Las primeras medidas impuestas se resolvieron con cierres de centros educativos. En la Universidad de Málaga, muchos grupos de estudiantes nos pusimos en contacto con nuestro profesorado para compartir con ellos nuestras inquietudes y trasladarles nuestra creencia de que lo más coherente era dejar de asistir. En lo que a mi contexto se refiere, cursando entonces el Máster de Políticas y Prácticas de Innovación Educativa, no hubo problema en trasladar la docencia presencial al campo online, pero pronto nos daríamos cuenta de que una jamás podrá reemplazar a la otra.
Ciertamente todo fueron facilidades para nosotros, no es algo de lo que pueda haber queja. El profesorado se volcó, al igual que hicimos nosotros para mantener la llama encendida en medio de esta tormenta. Permítanme la nota de humor cuando les digo que para no gastar en combustible para la movilidad este periodo ha venido muy bien. Pero hasta ahí.
Pese a los esfuerzos de unos y otros, raro era el día en el que alguien no podía conectarse por problemas en la red (si nos permitimos dejar atrás a alguien, aunque sea una sola persona, ¿qué clase de “escuela” somos?), otros no pudieran utilizar ciertas aplicaciones frente a otras, entre otra infinidad de casuísticas. No hemos podido conseguir, ni siquiera como adultos, que haya el seguimiento de las clases como nos hubiera gustado.
Por ello, una de las principales “pérdidas” ha sido la de la presencialidad y el contacto con la institución. Y nos dimos cuenta cuando lo habíamos perdido. Un sistema educativo que puede replicar su función y ser “eficaz y efectivo” como si fuera una empresa facilitando el teletrabajo a sus asalariados tiene un problema.
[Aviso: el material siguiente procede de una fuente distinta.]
PR #33524, opened 2023-01-03
refactor: revamp process loss feature & added tab breaks

### LINKED ISSUE #33094: Rate of Finished Goods is not calculating correctly in case there is a process Loss Involved
### Information about bug

We are in a Paint Manufacturing Industry.

1. We have a use case where out of Total Qty- 97, out of Which 1 Qty is consider as a Process Loss (Scrap), 
2. When we record the Manufacture Entry of Qty-97, 1 Qty taken as a Scrap, Hence 96 is the actual Qty which is Actual Yield Qty
3. But the Valuation of the above Qty of FG Item is showing wrong- It shows wrong Valuation- It is showing wrong valuation =13521.26/97=139.3944, wheras it should show- 13521.26/96=140.8465, since the actual yield qty is 96 whereas it is considering even the Process Loss Qty also which should not be as this qty is totally loss for me.

image

image

image

image

image

### Module

manufacturing

### Version

image

### Installation method

FrappeCloud

_No response_

rohitwaghchaure:
### Current Design

- User has to set the FG item as Process Loss item in the BOM under Scrap Item table
- If BOM has process loss item then In the Manufacture stock entry, system adds FG item as Is Process Loss item 
- This Process Loss item then add in the Stock with Zero Valuation Rate

Screenshot 2023-01-03 at 7 15 44 PM

### Current Design Drawbacks

- It force to add Process Loss item in the Stock
- The Process Loss shouldn't be the part of Stock
- The cost of the process loss should be added in the Produced Stock

### New Design 

With the new design, system won't be added the Process Loss item in the Stock.

To Set the Process Loss in the BOM

Screenshot 2023-01-03 at 7 02 24 PM

Process Loss impact in the Manufacture Stock Entry

Screenshot 2023-01-03 at 7 01 30 PM

In the above image the "For Quantity" was 100, so FG item should also 100 but as the Process Loss Qty is 20 therefore the FG Item qty set as 80.

Closes https://github.com/frappe/erpnext/issues/33094

### DIFF
--- a/erpnext/manufacturing/doctype/bom/bom.js
+++ b/erpnext/manufacturing/doctype/bom/bom.js
@@ -4,7 +4,7 @@
 frappe.provide("erpnext.bom");
 
 frappe.ui.form.on("BOM", {
-	setup: function(frm) {
+	setup(frm) {
 		frm.custom_make_buttons = {
 			'Work Order': 'Work Order',
 			'Quality Inspection': 'Quality Inspection'
@@ -65,11 +65,11 @@ frappe.ui.form.on("BOM", {
 		});
 	},
 
-	onload_post_render: function(frm) {
+	onload_post_render(frm) {
 		frm.get_field("items").grid.set_multiple_add("item_code", "qty");
 	},
 
-	refresh: function(frm) {
+	refresh(frm) {
 		frm.toggle_enable("item", frm.doc.__islocal);
 
 		frm.set_indicator_formatter('item_code',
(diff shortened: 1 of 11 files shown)


goapaints:
Screenshot 2023-01-24 232207

Manufacturing setting is not created for cost merging of process loss in FG.

goapaints:
@rohitwaghchaure . Please address this bug as mentioned above.

muchai:
Documentation for this please.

Un problema que profesionales llevan denunciando hace mucho tiempo: debemos escucharlos más y atender a sus investigaciones y conclusiones.
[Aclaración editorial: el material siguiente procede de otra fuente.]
PR #33528, opened 2023-01-03
feat: Copy project_name, from_time, to_time from timesheet details to sales invoice.

batonac:
This is a very small patch to the make_sales_invoice function in timesheet.py, allowing the function to copy the project_name, from_time, and to_time fields from the Timesheet Detail to the Sales Invoice Timesheet.

These fields are identical in name and purpose in both documents, but never populated in the current make_sales_invoice script. Interestingly, they do copy when using the "Fetch Timesheet" function from the Sales Invoice, which was what I had used until I figured out this better solution.


deepeshgarg007:
@batonac Please raise PR on `develop` branch, no contributions are directly accepted on the `version-14` branch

En la universidad, al ser personas autónomas, parece que lo tuviéramos todo bajo control. Daba la sensación de que no nos preocupase seguir clases desde una pantalla porque tenemos realmente interiorizados procesos educativos en los cuales, sin más interacción que la del profesor dando la lección y aprobando los respectivos exámenes, creemos estar plenamente preparados para el desempeño de nuestra función laboral. Debemos ser conscientes de que esto es un espejismo creado precisamente por la influencia de un tipo de escuela que ha primado el aprendizaje memorístico y que ha vaciado de significado a la institución educativa. Una referencia quizá a aquel videoclip de Pink Floyd para su Another Brick In The Wall. No podemos pretender expandir este nuevo modelo “teledirigido” y de “fábrica” más allá de lo necesario porque entonces sustituiremos el valor real de lo que la educación debe ser por el de los cursos online privados, donde un título vale lo que quieras pagar por él.
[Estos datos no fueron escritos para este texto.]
PR #33544, opened 2023-01-05
fix: disappear employee image

niyazrazak:
https://user-images.githubusercontent.com/76736615/210723589-87d62851-351f-4c82-ac05-87935a04b073.mp4

Step to replicate

1. Add a employee
2. add image to employee
3. create a user without profile image
4. select userid  in employee

### DIFF
--- a/erpnext/setup/doctype/employee/employee.json
+++ b/erpnext/setup/doctype/employee/employee.json
@@ -180,8 +180,6 @@
    "read_only": 1
   },
   {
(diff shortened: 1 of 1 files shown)


niyazrazak:
@ankush can you review this PR?

ruchamahabal (commented):
Removing "fetch from" isn't the ideal solution. Fetch if empty is enabled here but not respected. So this should fix it instead: https://github.com/frappe/frappe/pull/19586

PR #33547, opened 2023-01-05
fix: incorrect `rate` and `amount` in MR Item

### LINKED ISSUE #25747: v13 bug: foreign currency price copied from sales order->material request->supplier quotation as company currency

**Output of `bench version`**
```
(paste here)
```

1. create and submit new sales order in foreign currency with manual input price e.g 50 USD for new item 
2. from sales order create material request, price 50 and amount copied to material request, but currency changed to company code currency CNY. item price is auto created as 50 CNY
3. create supplier quotation against the material request, 50 CNY adopted to newly created supplier quotation

### Expected result
while copy the price from sales order to material request, for foreign currency case, the exchange rate need to be considered.

```
(paste here)
```

## Additional information

Version 13.2.2

s-aga-r:
closes: #25747

Item Price:

image

Sales Order:

image

Material Request:

image


erpnext/selling/doctype/sales_order/sales_order.py
```diff
@@ -602,7 +602,12 @@ def update_item(source, target, source_parent):
 			},
 			"Sales Order Item": {
 				"doctype": "Material Request Item",
-				"field_map": {"name": "sales_order_item", "parent": "sales_order"},
+				"field_map": {
+					"name": "sales_order_item",
+					"parent": "sales_order",
+					"base_rate": "rate",
```
rohitwaghchaure: Sales Rate and Purchase Rate won't be the same, maybe you can not mapped the rate fields from sales order to MR. Let the rate on the MR will be fetched from the buying price list.

s-aga-r: Currently, the system is not fetching the rate from buying price list. Will add the fix for that.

Esta situación ha conllevado además a la afectación de muchos, si no todos, los procedimientos en los que académicamente pudiésemos estar inmersos: estudiantes que se han quedado sin realizar las prácticas sin saber, dónde, cuándo ni cómo podrán acceder a ellas. Otros nos hemos visto con una capacidad muy reducida de acción ante investigaciones que llevábamos a cabo en el momento en el que todo “saltó por los aires” ya no solo por el imposible acceso al ‘campus’ sino por la dificultad encontrada a la hora de acudir a manuales o textos impresos del acervo cultural y académico, totalmente necesarios e imprescindibles y que solo se encontraban en las, para entonces, cerradas bibliotecas.
Es obvio que la nuestra es la sociedad de la información y la comunicación donde miles de millones de datos circulan por la red. Presumiblemente tenemos acceso a todo lo que nos propongamos, un medio que iba a conseguir democratizar ese conocimiento del que el ser humano ha hecho acopio después de tantos años de avances, investigaciones científicas y evolución. Pero al parecer no nos habíamos parado a leer los términos y condiciones: mucho contenido nada desdeñable no se encuentra en formato digital y hasta que las bibliotecas públicas no han abierto sus puertas, nuestras investigaciones han estado paradas. Otro elemento de la formación y la educación que hemos dejado de lado pensando que internet podría solucionarlo todo: y hemos podido llegar a volver a colocarlas en el hueco que realmente merecen.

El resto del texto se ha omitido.